Do you need OTA? If so the ELite does not do OTA.
Will you have conflicts with only two tuners? IF so then the Elite makes sense.


----------



## crxssi (Apr 5, 2010)

http://www.tivocommunity.com/tivo-vb/showthread.php?t=475474
http://www.tivocommunity.com/tivo-vb/showthread.php?t=475367
http://www.tivocommunity.com/tivo-vb/showthread.php?t=475400
http://www.tivocommunity.com/tivo-vb/showthread.php?t=475510


----------



## danjw1 (Sep 13, 2005)

BankZ said:


> I just finished my basement and need a DVR. I have a TiVo 3 HD upstairs. Should I wait for the elite? Are there any other differences other than 4 tuners and a bigger drive? Is it worth the $900 its going to cost me?


Depends do you have the Series 3 or a Tivo HD? The Elite is THX certified, for whatever that is worth, which could be the same as what you currently have, if you have a Series 3 or a Tivo HD XL. This wouldn't be true of a base Tivo HD. Also, some of the menus will be in HD, not all have been converted yet. Some see poor performance with the HD menus and disable them, this does seem to be at least somewhat connected to the quality of internet access you have. Also, with the HD menus active, you will have a meter showing how full the Tivo's hard drive is. Almost forgot, you can use an iPad/iPhone as a remote.


----------



## atmuscarella (Oct 11, 2005)

Do you need 4 more tuners? Do you care about THX certification? If not you could buy a Premiere and upgrade the hard drive to 2TB for under $600. Until someone actually gets a test model we will not know if there are any other reasons to go with the Elite instead of a normal Premiere. 

Good Luck,


----------



## BankZ (Aug 16, 2007)

atmuscarella said:


> Do you need 4 more tuners?
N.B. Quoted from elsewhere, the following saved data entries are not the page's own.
Issue #664, opened 2015-06-26
Provide better error context for backend drivers


stevvooe:
#492 describes an issue with using the s3 driver and IAM roles. While not strictly the domain of the registry, the error message only contained the message "Access Denied", coming from the s3 driver. The log message is below:

```
time="2015-06-23T17:27:37.379316264Z" level=error msg="An error occured" environment=development err.code=UNKNOWN err.detail="Access Denied" err.message="unknown error" http.request.host=docker-registry.mydomain http.request.id=077d63aa-5be4-4462-9205-468ad5fa9044 http.request.method=HEAD http.request.remoteaddr=xxx.xxx.xxx.xxx http.request.uri="/v2/gitbucket/blobs/sha256:a3ed95caeb02ffe68cdd9fd84406680ae93d633cb16422d00e8a7c22955b46d4" http.request.useragent="docker/1.6.2 go/go1.4.2 git-commit/7c8fca2 kernel/4.0.3-boot2docker os/linux arch/amd64" instance.id=2b4ff1b4-b905-4eb0-be28-486977c4840e service=registry vars.digest="sha256:a3ed95caeb02ffe68cdd9fd84406680ae93d633cb16422d00e8a7c22955b46d4" vars.name=gitbucket version=v2.0.1
```

We may want to explore providing a little more context in driver instantiated errors. These widely vary, so we may want to provide some common wrappers and test that drivers appropriately wrap internal errors.

PR #1070, opened 2015-10-06
Add storage driver context

amitshukla:
Errors thrown by storage drivers don't have the name of the driver, causing user confusion about whether the error is coming from Docker or from a storage driver. This change adds the storage driver name to each error message.

This required changing ErrUnsupportedDriver to a type, leading to code changes whenever ErrUnsupportedDriver is used.
The tests check whether the driver name appears in the error message.

Closes: #664 

Signed-off-by: Amit Shukla amit.shukla@docker.com

### DIFF
--- a/registry/storage/blobserver.go
+++ b/registry/storage/blobserver.go
@@ -36,16 +36,15 @@ func (bs *blobServer) ServeBlob(ctx context.Context, w http.ResponseWriter, r *h
 
 	redirectURL, err := bs.driver.URLFor(ctx, path, map[string]interface{}{"method": r.Method})
 
-	switch err {
-	case nil:
+	if err == nil {
 		if bs.redirect {
 			// Redirect to storage URL.
 			http.Redirect(w, r, redirectURL, http.StatusTemporaryRedirect)
 			return err
 		}
+	}
 
-		fallthrough
-	case driver.ErrUnsupportedMethod:
+	if _, ok := err.(*driver.ErrUnsupportedMethod); ok {
 		// Fallback to serving the content directly.
 		br, err := newFileReader(ctx, bs.driver, path, desc.Size)
 		if err != nil {
--- a/registry/storage/driver/base/base.go
+++ b/registry/storage/driver/base/base.go
@@ -50,16 +50,40 @@ type Base struct {
 	storagedriver.StorageDriver
 }
 
+// Format errors received from the storage driver
+func (base *Base) setDriverName(e error) error {
+	if e != nil {
+		if actualErr, ok := e.(storagedriver.ErrUnsupportedMethod); ok {
+			actualErr.DriverName = base.StorageDriver.Name()
+			return actualErr
+		}
+		if actualErr, ok := e.(storagedriver.PathNotFoundError); ok {
+			actualErr.DriverName = base.StorageDriver.Name()
+			return actualErr
+		}
+		if actualErr, ok := e.(storagedriver.InvalidPathError); ok {
+			actualErr.DriverName = base.StorageDriver.Name()
+			return actualErr
+		}
+		if actualErr, ok := e.(storagedriver.InvalidOffsetError); ok {
+			actualErr.DriverName = base.StorageDriver.Name()
+			return actualErr
+		}
+	}
+	return e
+}
+
 // GetContent wraps GetContent of underlying storage driver.
 func (base *Base) GetContent(ctx context.Context, path string) ([]byte, error) {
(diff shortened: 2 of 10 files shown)


RichardScothern:
You will need to sign the commit correctly (you are missing `<` and `>` around your email address)

amitshukla:
@RichardScothern done - thanks

registry/storage/blobserver.go
```diff
@@ -36,16 +36,15 @@ func (bs *blobServer) ServeBlob(ctx context.Context, w http.ResponseWriter, r *h
 
 	redirectURL, err := bs.driver.URLFor(ctx, path, map[string]interface{}{"method": r.Method})
 
-	switch err {
-	case nil:
+	if err == nil {
```
RichardScothern: Was this change necessary?

registry/storage/driver/base/base.go
```diff
@@ -50,16 +50,40 @@ type Base struct {
 	storagedriver.StorageDriver
 }
 
+// Format errors received from the storage driver
+func (base *Base) setDriverName(e error) error {
+	if e != nil {
```
RichardScothern: go conventions are to return early and leave code as least indented as possible.  Could you invert this if statement?

registry/storage/driver/filesystem/driver.go
```diff
@@ -248,7 +248,7 @@ func (d *driver) Delete(ctx context.Context, subPath string) error {
 // URLFor returns a URL which may be used to retrieve the content stored at the given path.
 // May return an UnsupportedMethodErr in certain StorageDriver implementations.
 func (d *driver) URLFor(ctx context.Context, path string, options map[string]interface{}) (string, error) {
-	return "", storagedriver.ErrUnsupportedMethod
+	return "", new(storagedriver.ErrUnsupportedMethod)
```
RichardScothern: what is the motivation for `new`ing these?

registry/storage/driver/base/base.go
```diff
@@ -50,16 +50,40 @@ type Base struct {
...
+		if actualErr, ok := e.(storagedriver.ErrUnsupportedMethod); ok {
```
RichardScothern: It might be more extensible to use `reflect` to check if the struct has a `DriverName` field and set it appropriately.

dmp42:
@amitshukla heads-up! release is near :)

registry/storage/blobserver.go
```diff
@@ -36,16 +36,15 @@ func (bs *blobServer) ServeBlob(ctx context.Context, w http.ResponseWriter, r *h
...
 		if bs.redirect {
 			// Redirect to storage URL.
 			http.Redirect(w, r, redirectURL, http.StatusTemporaryRedirect)
 			return err
 		}
+	}
 
-		fallthrough
-	case driver.ErrUnsupportedMethod:
+	if _, ok := err.(*driver.ErrUnsupportedMethod); ok {
```
stevvooe: No reason to use pointer type for this struct.

registry/storage/driver/base/base.go
stevvooe: Please use a type switch here.

registry/storage/driver/base/base.go
```diff
@@ -50,16 +50,40 @@ type Base struct {
 	storagedriver.StorageDriver
 }
 
+// Format errors received from the storage driver
+func (base *Base) setDriverName(e error) error {
```
stevvooe: Lose this method and just set the correct value at the error generation site.

registry/storage/driver/filesystem/driver.go
amitshukla: I changed ErrUnsupportedMethod from var to type. As a result I needed to new the type to return an object of the appropriate type.

registry/storage/blobserver.go
amitshukla: I changed ErrUnsupportedMethod from var to type. This meant switch on err doesn't work any more.

stevvooe: @amitshukla That is untrue. You just need to use a type switch. :)

registry/storage/driver/filesystem/driver.go
stevvooe: You can return a concrete value with the syntax `storagedriver.ErrUnsupportedMethod{}`. I don't recommend using pointer types for errors.

RichardScothern:
ping @amitshukla

RichardScothern:
carried in #1150

PR #1079, opened 2015-10-07
Allow hostname components in component names.

mattmoor:
Fixes https://github.com/docker/distribution/issues/1062

This relaxes the naming restrictions places on Docker images to permit
valid hostnames according to [RFC-2396](https://www.ietf.org/rfc/rfc2396.txt).

It deviates from the RFC in the following ways:
 1) Allow underscores where we allow hyphens (hostnames don't allow
 underscores, which we must for backwards compatibility).
 2) Leave "top-level" name segments unrestricted (domains require an
 alpha character to begin a top-level domain, e.g. "com").
 3) DO NOT allow a trailing dot, as permitted by FQDNs.

Signed-off-by: Matt Moore <mattmoor@google.com>

### DIFF
--- a/registry/api/v2/names.go
+++ b/registry/api/v2/names.go
@@ -15,10 +15,23 @@ const (
 	RepositoryNameTotalLengthMax = 255
 )
 
+// domainLabelRegexp represents the following RFC-2396 BNF construct:
+//   domainlabel   = alphanum | alphanum *( alphanum | "-" ) alphanum
+var domainLabelRegexp = regexp.MustCompile(`[a-z0-9](?:-*[a-z0-9])*`)
+
 // RepositoryNameComponentRegexp restricts registry path component names to
-// start with at least one letter or number, with following parts able to
-// be separated by one period, dash or underscore.
-var RepositoryNameComponentRegexp = regexp.MustCompile(`[a-z0-9]+(?:[._-][a-z0-9]+)*`)
+// the allow valid hostnames according to: https://www.ietf.org/rfc/rfc2396.txt
+// with the following differences:
+//  1) It DOES NOT allow for fully-qualified domain names, which include a
+//    trailing '.', e.g. "google.com."
+//  2) It DOES NOT restrict 'top-level' domain labels to start with just alpha
+//    characters.
+//  3) It DOES allow for underscores to appear in the same situations as dots.
+//
+// RFC-2396 uses the BNF construct:
+//   hostname      = *( domainlabel "." ) toplabel [ "." ]
+var RepositoryNameComponentRegexp = regexp.MustCompile(
+	domainLabelRegexp.String() + `(?:[._]` + domainLabelRegexp.String() + `)*`)
 
 // RepositoryNameComponentAnchoredRegexp is the version of
 // RepositoryNameComponentRegexp which must completely match the content
--- a/registry/api/v2/names_test.go
+++ b/registry/api/v2/names_test.go
@@ -165,21 +165,46 @@ var (
 			invalid: true,
 		},
 		{
+			input:   "do__cker/docker",
+			err:     ErrRepositoryNameComponentInvalid,
+			invalid: true,
+		},
+		{
+			input:   "docker./docker",
+			err:     ErrRepositoryNameComponentInvalid,
+			invalid: true,
+		},
+		{
+			input:   ".docker/docker",
+			err:     ErrRepositoryNameComponentInvalid,
+			invalid: true,
+		},
+		{
+			input:   "do..cker/docker",
+			err:     ErrRepositoryNameComponentInvalid,
+			invalid: true,
+		},
+		{
+			input:   "docker-/docker",
+			err:     ErrRepositoryNameComponentInvalid,
+			invalid: true,
+		},
+		{
+			input:   "-docker/docker",
+			err:     ErrRepositoryNameComponentInvalid,
+			invalid: true,
+		},
+		{
 			input: "b.gcr.io/test.example.com/my-app", // embedded domain component
 		},
-		// TODO(stevvooe): The following is a punycode domain name that we may
-		// want to allow in the future. Currently, this is not allowed but we
-		// may want to change this in the future. Adding this here as invalid
-		// for the time being.
 		{
-			input:   "xn--n3h.com/myimage", // http://☃.com in punycode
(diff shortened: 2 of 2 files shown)


mattmoor:
@dmcgowan @aaronlehmann @dlorenc FYI

registry/api/v2/names.go
```diff
@@ -16,9 +16,26 @@ const (
...
+//  2) It DOES NOT restrict 'top-level' domain labels to just alpha characters.
+//  3) It DOES allow for underscores to appear in the same situations as hyphens.
+var (
+	// Per RFC-2396:
+	//   domainlabel   = alphanum | alphanum *( alphanum | "-" ) alphanum
+	// We also allow underscores where this allows hyphens.
+	domainLabelWithUnderscoreRegexp = regexp.MustCompile(
+		`[a-z0-9](?:[_-]*[a-z0-9])*`)
+
+	// Per RFC-2396:
```
dmcgowan: Add a golint passable line before this `RepositoryNameComponentRegexp is ...`

registry/api/v2/names.go
```diff
@@ -16,9 +16,26 @@ const (
...
 // RepositoryNameComponentRegexp restricts registry path component names to
-// start with at least one letter or number, with following parts able to
-// be separated by one period, dash or underscore.
-var RepositoryNameComponentRegexp = regexp.MustCompile(`[a-z0-9]+(?:[._-][a-z0-9]+)*`)
+// the allow valid hostnames according to: https://www.ietf.org/rfc/rfc2396.txt
+// with the following differences:
+//  1) It DOES NOT allow for fully-qualified domain names, which include a
+//    trailing '.', e.g. "google.com."
+//  2) It DOES NOT restrict 'top-level' domain labels to just alpha characters.
+//  3) It DOES allow for underscores to appear in the same situations as hyphens.
```
dmcgowan: I still don't agree with this statement, I think it is worth exploring allowing `_` at the same place as `.` rather than `-`. Since before we treated `_` exactly how `.` is handled now, it makes sense to limit the behavioral change to `-` since that is the target to be relaxed.

dmcgowan:
Also tests to show multiple `.` is not allowed as well as `-` at the beginning and ends of `.` separated segments.

dmcgowan:
Overall this change is looking good and I can support it pending resolving `_` or convincing me otherwise :smile: :+1:

mattmoor:
@dmcgowan Will start integrating comments now.

I will defer to @adambrett to elaborate on double-underscore, but from his original issue:
> The reason we use double underscore and hyphen is an internal naming convention to make our image names easily scannable visually, and easily parsable with regex, whilst allowing a single hyphen in the sub parts: e.g. `business-area__project-name--app-name`, this is the same convention we use with our jenkins jobs and also relates back to our stash repos.

I'll remove it for now, it is easy enough to change back if the discussion leads that way (or another change is needed).

dmcgowan:
Thanks for updating, my counter argument is mostly this..guess how many underscores these have `"___" "______" "___" "__" "__________"`. This I can reason about `"--------"`  since there is generally a visual separator.

mattmoor:
@dmcgowan Agreed, but I think this is somewhat dependent on character sets too.  Clearly the Chrome fixed-width font doesn't split them, but my command console on Ubuntu seems to have some distinction.

I'll take my Devil's advocate hat off and defer to @adambrett to try and change your mind, I just wanted to make sure his original comment was clear here.

mattmoor:
@dmcgowan Should all be done.  Removing the "fixes" for @adambrett's issue, since it doesn't completely address it.

dmcgowan:
LGTM but will still provide a time window for additional arguments :smile_cat: We could consider any changes to the behavior of `_` as a completely separate change, which I think we should so we can just get this merged and downstreamed.

mattmoor:
@dmcgowan SGTM

Are we still ok with this landing in 1.9?  Does anyone else need to take a look at it for that?

Big thanks for the quick review.

icecrime:
Can you please clarify whether we also need a client-side change on `docker/docker`?

mattmoor:
@icecrime My understanding was that the validation post-1.8 is being done in the docker CLI via this code (vendored into `docker/docker`).  @dmcgowan is that right?

mattmoor:
@icecrime To clarify: Yes, a client change is needed, this needs to be pulled into the vendored copy (IIUC).

dmcgowan:
Confirming that yes this does effect the client, only a vendor update should be needed.

Used here https://github.com/docker/docker/blob/master/registry/config.go#L229

icecrime:
Cool thanks. Can we move fast if we have agreement then? We are freezing 1.9 in a few days only.

RichardScothern:
LGTM

aaronlehmann:
LGTM

adambrett:
@dmcgowan I completely get your point about "__" being indistinguishable from "___". The pattern we use is based on BEM syntax from CSS, so is something our devs are used to seeing it.

Consider the following pattern: `something__app_example`.  This is something we see quite often internally, as some of our systems doesn't allow `-` in module names we have to underscore them all and use the double underscore to separate what is essentially the hierarchy from an underscored name.

If we only had one underscore our options would be `something--app_example` or `something_app_example`. The latter isn't acceptable to us, as it's not clear where each section is delimited, the former would be acceptable, but we would have to adopt something different in systems that don't allow hyphens, and we would like to be consistent!

I guess you could argue why change docker, and not change those other systems to allow hyphens, and that is a valid argument. The only counter I have is that those systems have never allowed hyphens, whereas docker used to allow double underscores (and > 1.7 doesn't allow us to pull existing images anymore)!

My proposal is to allow one or two, and no more, which feels like a good compromise between stopping the crazy names like "___" "______" "___"  "__________", but allowing us (and others) a little more flexibility with our naming conventions.

I am happy to submit a pull request with tests if you think this (or some variation thereof) is acceptable!

Thanks

dmcgowan:
@adambrett I am still ok with supporting the double underscore case. This change was limited to supporting hostnames, which is why Matt took off that it fixes your issue. We will keep you issues open until it is resolved or we reject it completely. I didn't want this change to get held up about discussion about underscores since that was not the intent, so I asked Matt to remove it (it was going to allow more than two). We have also decided that we are not going to support any repeated `.`. We can revisit the discussion in the other issue of expanding the set of valid separators to  `.`, `_`, and `__`.

PR #1083, opened 2015-10-08
Fixes documentation for swift driver "container" parameter

BrianBland:
No longer claims that an additional segments container is used


RichardScothern:
LGMT

PR #1087, opened 2015-10-10
Add WithTag and WithDigest combinator functions

aaronlehmann:
These functions allow a Named type to be combined with a tag or a
digest. WithTag will replace the ImageReference function in
github.com/docker/docker/utils as the Docker Engine transitions to the
reference package.

### DIFF
--- a/reference/reference_test.go
+++ b/reference/reference_test.go
@@ -395,3 +395,87 @@ func TestSerialization(t *testing.T) {
 
 	}
 }
+
+func TestWithTag(t *testing.T) {
+	testcases := []struct {
+		name     string
+		tag      string
+		combined string
+	}{
+		{
+			name:     "test.com/foo",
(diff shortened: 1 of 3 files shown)


reference/reference_test.go
```diff
@@ -395,3 +395,81 @@ func TestSerialization(t *testing.T) {
...
+		failf := func(format string, v ...interface{}) {
+			t.Logf(strconv.Quote(testcase.name)+": "+format, v...)
+			t.Fail()
+		}
+
+		named, err := ParseNamed(testcase.name)
+		if err != nil {
+			failf("error parsing name: %s", err)
+		}
+		digested, err := WithDigest(named, testcase.digest)
```
dmcgowan: This err goes unchecked

aaronlehmann: Fixed

PR #1088, opened 2015-10-10
remove scheme & host from uploadURL during layer upload.

hopkings2008:
Before update data of layer, distribution will return the uploadURL in Location to the client. And the uploadURL should not contain the scheme and host according to 'https://github.com/docker/distribution/blob/master/docs/spec/api.md'. 
The Location should be like 'Location: /v2/<name>/blobs/uploads/<uuid>'
But currently, the Location contains both the scheme and host, this is caused by the function 'func (r *Route) URL(pairs ...string)' of 'gorilla/mux' which append the scheme and host by default.

This change is to remove the scheme and host from uploadURL before it is set to Location header.

### DIFF
--- a/registry/api/v2/urls.go
+++ b/registry/api/v2/urls.go
@@ -174,6 +174,12 @@ func (ub *URLBuilder) BuildBlobUploadChunkURL(name, uuid string, values ...url.V
 		return "", err
 	}
 
+	//when upload layer, distrubiton will return the response with upload URL in Location header,
+	//the upload URL should not contain the scheme and host.
+	//clear the scheme and host from the upload URL.
+	uploadURL.Scheme = ""
+	uploadURL.Host = ""
+
 	return appendValuesURL(uploadURL, values...).String(), nil
 }
 


hopkings2008:
@GordonTheTurtle , thanks for your suggestion, i have signed my commit.
And note that, this changes also needs the docker engine with version 1.9 or higher. Because the docker engine with version 1.8 contains a function which is amended in version 1.9, this function is 'func sanitizeLocation(location, source string) (string, error)' which is defined in 'vendor/src/github.com/docker/distribution/registry/client/repository.go'

hopkings2008:
@GordonTheTurtle and you can compare that function, the old one in 1.8 has a fault that it will convert the '?' in uploadURL to '%3F' which is not correct while 1.9 has fixed it.

hopkings2008:
@GordonTheTurtle ,docker engine already has the fix for that function on 8/28/2015 in commit '6f7bbc3171f1b4d27d96fb2294bd85ba94d624f5'

hopkings2008:
@stevvooe Hi Stephen, when you have time, could you also check this problem? According to the api doc, i think distribution shouldn't return the full uri to daemon instead it should only return the path during layer upload.
Below is the case:
1. use haproxy or other components as ssl termination.
2. distribution resides behind the haproxy. and haproxy route the traffic from user to distribution.
3. the traffic between user and haproxy is https while the traffic between haproxy and distribution is http.
in above case, the user cannot push layer to distribution because the distribution will return http's uri instead of https's url as the Location to user.
I know that CI failed in this pull request, because the CI tests the location got from distribution and checks the full uri path.

RichardScothern:
hi @hopkings2008 .  Thanks for submitting this.  Unfortunately we cannot accept a PR which would break backwards compatibility with older clients.

Are you able to workaround your problem by setting a host parameter?
https://github.com/docker/distribution/pull/1035

hopkings2008:
@RichardScothern , hi Richard, thanks for checking this PR. The docker engine whose version is less than 1.8 will have problems with this PR because it has a bug, the commit '6f7bbc3171f1b4d27d96fb2294bd85ba94d624f5' fixed it. but the docker engine whose version is equal to or larger than 1.8 works fine with this PR.
I have checked the #1035, i will try it, but i don't think this kind of workaround is the better solution for this problem.
Also, i will check the backwards problem :)

stevvooe:
Indeed, we understand this is active problem for certain proxy and ssl configurations. Clients should handle relative URLs seamlessly, but we'll need to do some testing.

Unfortunately, this particular change is not the correct approach. This will need to be guarded by a configuration variable (something like "relative: true" in the redirects configuration).

hopkings2008:
@stevvooe , thanks for your suggestion, yes, and i will use the configuration variable to control this.

PR #1093, opened 2015-10-13
Usability improvements for reference package

aaronlehmann:
Various improvements motivated by early real-world use in engine code
under development:

- Make `WithDigest` return `Canonical`, since the return value always
  has a name and a digest.

- Introduce a `NamedTagged` type, which can be used for strongly typing
  cases where something must have a name and a tag. It provides a
  more useful return type for `WithTag`, since its return value always has
  both a name and a tag.

- Rename `ParseNamed` to `WithName`, and create a
  `ParseNamed` that accepts tags and digests (returning a `Named` type).
  The new `ParseNamed` makes code using the reference package much less
  verbose, since typical use cases require a name, and this is an
  additional type assertion and error case after every `Parse` call.

### DIFF
--- a/reference/reference.go
+++ b/reference/reference.go
@@ -114,6 +114,12 @@ type Tagged interface {
 	Tag() string
 }
 
+// NamedTagged is an object including a name and tag.
+type NamedTagged interface {
+	Named
+	Tag() string
+}
+
 // Digested is an object which has a digest
 // in which it can be referenced by
 type Digested interface {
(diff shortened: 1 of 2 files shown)


reference/reference.go
```diff
@@ -178,10 +184,26 @@ func Parse(s string) (Reference, error) {
...
+	named, isNamed := ref.(Named)
+	if !isNamed {
+		return nil, fmt.Errorf("reference %s has no name", ref.String())
+	}
+	return named, nil
+}
+
+// WithNamed returns a named object representing the given string. If the input
+// is invalid ErrReferenceInvalidFormat will be returned.
+func WithNamed(name string) (Named, error) {
```
dmcgowan: Would expect `WithName` instead of `WithNamed`. `WithNamed` would imply it was attaching a `Named` to a `Reference` instead of just getting a reference with a name (string).

aaronlehmann: > Would expect WithName instead of WithNamed. WithNamed would imply it was attaching a Named to a Reference instead of just getting a reference with a name (string).

Oops, fixed.

dmcgowan:
Wish I could think of a better name than "NamedTagged", "NamedTag"? But honestly it really does not matter and it feels like :bike: shedding

LGTM

RichardScothern:
LGTM.

PR #1094, opened 2015-10-14
Correct unmarshal order for SignedManifest

aaronlehmann:
To ensure that we only unmarshal the verified payload into the contained
manifest, we first copy the entire incoming buffer into Raw and then unmarshal
only the Payload portion of the incoming bytes. If the contents is later
verified, the caller can then be sure that the contents of the Manifest fields
can be trusted.


stevvooe:
LGTM

RichardScothern:
LGTM

tonistiigi:
LGTM

Issue #1028, opened 2015-09-27
Unprotected pull from Docker Registry V2


gauravbhandare:
I have V1 registry with nginx reverse proxy. My configuration allows docker pull without login and for any push login is needed. This all is working great till I started migrating to V2. With migration to V2 version of registry, i found below issues
- GET requests also need to be protected for docker login to work
- If I try to do a pull with every HTTP method protected for V2 registry and not logging in, the pull falls back to v1 as it gets 401 from /v2/ call instead of prompting for login. Image gets pulled from V2 registry perfectly if i do docker login manually and then do a pull.

Docker Registry Version - 2.1.1
Docker Version - 1.7.1
NGINX Version -  1.8.0

Anyone else facing similar issues with migration?

RichardScothern:
The V2 registry works somewhat differently from v1.  The recommended setup for putting a V2 registry behind nginx is detailed here:
https://github.com/docker/distribution/blob/master/docs/nginx.md

gauravbhandare:
I have the registry running. As I am using same nginx instance for V1 and V2, the pull request falls back to v1 when v2 call returns 401 instead if prompting for login credentials. The image does exist in v2 registry. As GET/HEAD calls cannot be unprotected for V2 it makes every single call fall back to V1 unless user manually runs docker login before running the pull command. 

Please let me know if this explains the scenario better.

mv012004:
I ran into the same thing, any one has any workaround or ideas for the question asked by @gauravbhandare

mrwacky42:
Until the client is made smart enough to tell the difference between 401 and 404, my solution is for Nginx to add this header:

            add_header 'Docker-Distribution-Api-Version' 'registry/2.0' always;

After auth, if you inspect the HTTP traffic, you'll see this header twice, because the registry adds it. It was too much effort to get Nginx to ensure it's only there once.

ballerabdude:
@mrwacky42 Dude you saved my life. About 4 days of very little sleep my private docker registry is up and running. If anyone wants an AWS cloudformation stack that is minimal and will cost $7/month to run your own docker registry let me know.

RichardScothern:
I am closing this issue.  If the header requirements are not clearly enough stated in the linked document, we always welcome PRs to improve clarity.

@ballerabdude : please refrain from advertising your business in our github issue tracker.

mv012004:
[...]

PR #1095, opened 2015-10-14
Add annotated example for adding header; +spelling

mrwacky42:
This adds a variable to help nginx add the
Docker-Distribution-Api-Version when using basic auth, and not add the
header when it sees it from the upstream.

Also fix some minor spelling/grammar issues.

This should help with issues like #1028.
However, a better solution is probably for `docker pull` to not fall back to the v1 API when presented with a 401.

### DIFF
--- a/docs/nginx.md
+++ b/docs/nginx.md
@@ -23,9 +23,9 @@ If you just want authentication for your registry, and are happy maintaining use
 
 With the method presented here, you implement basic authentication for docker engines in a reverse proxy that sits in front of your registry.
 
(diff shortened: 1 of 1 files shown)


RichardScothern:
Ping @dmp42

mrwacky42:
Ping @dmp42

dmp42:
Doc LGTM - though I have not reproduced the problem myself.
@RichardScothern ok with it?

RichardScothern:
LGTM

Do you care about THX certification? If not you could buy a Premiere and upgrade the hard drive to 2TB for under $600. Until someone actually gets a test model we will not know if there are any other reasons to go with the Elite instead of a normal Premiere.
> 
> Good Luck,


I do get conflicts now with only two tuners. However, now I will have 2 boxes.


----------



## smbaker (May 24, 2003)

BankZ said:


> I just finished my basement and need a DVR. I have a TiVo 3 HD upstairs. Should I wait for the elite? Are there any other differences other than 4 tuners and a bigger drive? Is it worth the $900 its going to cost me?


If I was you, I'd wait 3-6 months and see how the Premiere works out, particularly to see if streaming functions properly, and if the Preview launches as expected (it sounds like a whole-home solution might benefit you in the long run).

Don't assume because it's Tivo, that it will work right when you buy it. That's so 1990's.


----------



## BankZ (Aug 16, 2007)

smbaker said:


> If I was you, I'd wait 3-6 months and see how the Premiere works out, particularly to see if streaming functions properly, and if the Preview launches as expected (it sounds like a whole-home solution might benefit you in the long run).
> 
> Don't assume because it's Tivo, that it will work right when you buy it. That's so 1990's.


The problem is I kinda need something now. I had to go get a comcast DVR


----------



## aaronwt (Jan 31, 2002)

smbaker said:


> If I was you, I'd wait 3-6 months and see how the Premiere works out, particularly to see if streaming functions properly, and if the Preview launches as expected (it sounds like a whole-home solution might benefit you in the long run).
> 
> Don't assume because it's Tivo, that it will work right when you buy it. That's so 1990's.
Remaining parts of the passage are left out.